The auxiliary space comes entirely from recursion. In the worst case of a completely skewed tree, the recursion depth becomes O(n). In a balanced tree, the recursion depth is O(log n).
Test Cases
# Definition for testing
class TreeNode:
def __init__(self, val=0, left=None, right=None):
self.val = val
self.left = left
self.right = right
class Solution:
def increasingBST(self, root):
dummy = TreeNode(0)
current = dummy
def inorder(node):
nonlocal current
if not node:
return
inorder(node.left)
node.left = None
current.right = node
current = node
inorder(node.right)
inorder(root)
return dummy.right
def tree_to_list(root):
result = []
while root:
result.append(root.val)
assert root.left is None # ensure left child removed
root = root.right
return result
sol = Solution()
# Example 1
root1 = TreeNode(
5,
TreeNode(
3,
TreeNode(2, TreeNode(1)),
TreeNode(4)
),
TreeNode(
6,
None,
TreeNode(8, TreeNode(7), TreeNode(9))
)
)
assert tree_to_list(sol.increasingBST(root1)) == [1,2,3,4,5,6,7,8,9] # complex BST
# Example 2
root2 = TreeNode(5, TreeNode(1), TreeNode(7))

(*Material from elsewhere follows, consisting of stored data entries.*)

PR #1249, opened 2021-06-12
Alinspace to handle angle differences larger than 2*pi, fix xfailed test

jtegedor:
This is a small change to fix `xfailed` test in `test_core_util.py` due to `alinspace` function not handling angle differences larger than 2*pi.


astrojuanlu (approved):
Looks perfect, thanks @jtegedor!

PR #1252, opened 2021-06-13
`czml` computation to `core`

Yash-10:
This pull request tries to move computations of `czml/utils.py` to `core` since it uses numpy and has some heavy calculations.

Thanks!


astrojuanlu (approved):
Thanks @Yash-10 !

PR #1253, opened 2021-06-16
Some test additions

Yash-10:
This pull request tries to add some tests for increasing coverage. This could be a start for solving #1236 .

Thanks!

### DIFF
--- a/tests/test_bodies.py
+++ b/tests/test_bodies.py
@@ -2,12 +2,12 @@ import pytest
 from astropy import units as u
 from astropy.tests.helper import assert_quantity_allclose
 
-from poliastro import bodies
+from poliastro.bodies import Body, Earth, Sun, Jupiter
 
 
 def test_body_has_k_given_in_constructor():
     k = 3.98e5 * u.km ** 3 / u.s ** 2
-    earth = bodies.Body(None, k, "")
+    earth = Body(None, k, "")
     assert earth.k == k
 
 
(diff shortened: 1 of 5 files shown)


tests/test_bodies.py
```diff
@@ -16,37 +16,45 @@ def test_body_from_parameters_raises_valueerror_if_k_units_not_correct():
...
     assert (
         "UnitsError: Argument 'k' to function 'from_parameters' must be in units convertible to 'km3 / s2'."
         in excinfo.exconly()
     )
 
 
+def test_body_from_parameters_returns_body_object():
+    k = 3.98e5 * u.km ** 3 / u.s ** 2
+    _name = _symbol = "jupiter"
+    jupiter = Body.from_parameters(Sun, k, _name, _symbol, Jupiter.R)
```
astrojuanlu, line 29: I find this test a bit weird. What about checking that `k` has the given value, for example?

tests/test_czml.py
```diff
@@ -442,6 +442,19 @@ def test_czml_add_trajectory():
 
     assert repr(extractor.packets) == expected_doc
 
+    x = u.Quantity([1.0, 2.0, 3.0], u.m)
```
astrojuanlu, line 445: Can we turn `expected_doc` to a `pytest.fixture`, and have these new lines as a new test?

tests/tests_plotting/test_misc.py
```diff
@@ -16,6 +16,11 @@ def test_plot_solar_system_has_expected_number_of_orbits(outer, expected):
 def test_plot_solar_system_uses_expected_orbitplotter(use_3d, plotter_class):
     assert isinstance(plot_solar_system(use_3d=use_3d, interactive=True), plotter_class)
 
+    if use_3d:
```
astrojuanlu, line 19: Can this be a new test?

tests/tests_twobody/test_propagation.py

assert tree_to_list(sol.increasingBST(root2)) == [1,5,7] # simple balanced BST
# Single node
root3 = TreeNode(42)
assert tree_to_list(sol.increasingBST(root3)) == [42] # minimum size tree
# Left skewed tree
root4 = TreeNode(4,
TreeNode(3,
TreeNode(2,
TreeNode(1)
)
)
)
assert tree_to_list(sol.increasingBST(root4)) == [1,2,3,4] # deep left recursion
# Right skewed tree
root5 = TreeNode(1,
None,
TreeNode(2,
None,
TreeNode(3)
)
)
assert tree_to_list(sol.increasingBST(root5)) == [1,2,3] # already increasing
# Balanced BST
root6 = TreeNode(
4,
TreeNode(2, TreeNode(1), TreeNode(3)),
TreeNode(6, TreeNode(5), TreeNode(7))
)
assert tree_to_list(sol.increasingBST(root6)) == [1,2,3,4,5,6,7] # balanced structure
Test Summary
| Test | Why |
|---|---|
| Complex BST from example 1 | Validates full traversal and reconstruction |
| Small balanced tree | Confirms correct ordering |
| Single node | Tests minimum input size |
| Left skewed tree | Tests deep left recursion |
| Right skewed tree | Tests already-correct structure |
| Balanced BST | Confirms general correctness |
Edge Cases
Single Node Tree
A tree containing only one node is the smallest valid input. A careless implementation might accidentally disconnect or overwrite the node.
This implementation handles it naturally. The traversal visits the node once, clears its already-empty left child, and returns it as the entire transformed tree.
Completely Left-Skewed Tree
A tree where every node only has a left child creates the maximum recursion depth and tests whether traversal order is handled correctly.
For example:
4
/
3
/
2
/
1
The algorithm correctly visits nodes in ascending order and reconnects them into:
1 -> 2 -> 3 -> 4
Because every left pointer is explicitly cleared, no leftover connections remain.
Already Increasing Tree
A tree that already satisfies the final structure could expose bugs where pointers are duplicated or cycles are introduced.
For example:
1
\
2
\
3
The algorithm still processes nodes safely. Each node is reattached in the same order, and all left pointers remain None.
Ensuring Left Pointers Are Removed
One subtle bug is forgetting to clear node.left.
Even if the right-chain is built correctly, leftover left pointers violate the problem requirements and produce an invalid tree.
This implementation explicitly sets:
node.left = None
for every node during reconstruction, guaranteeing correctness.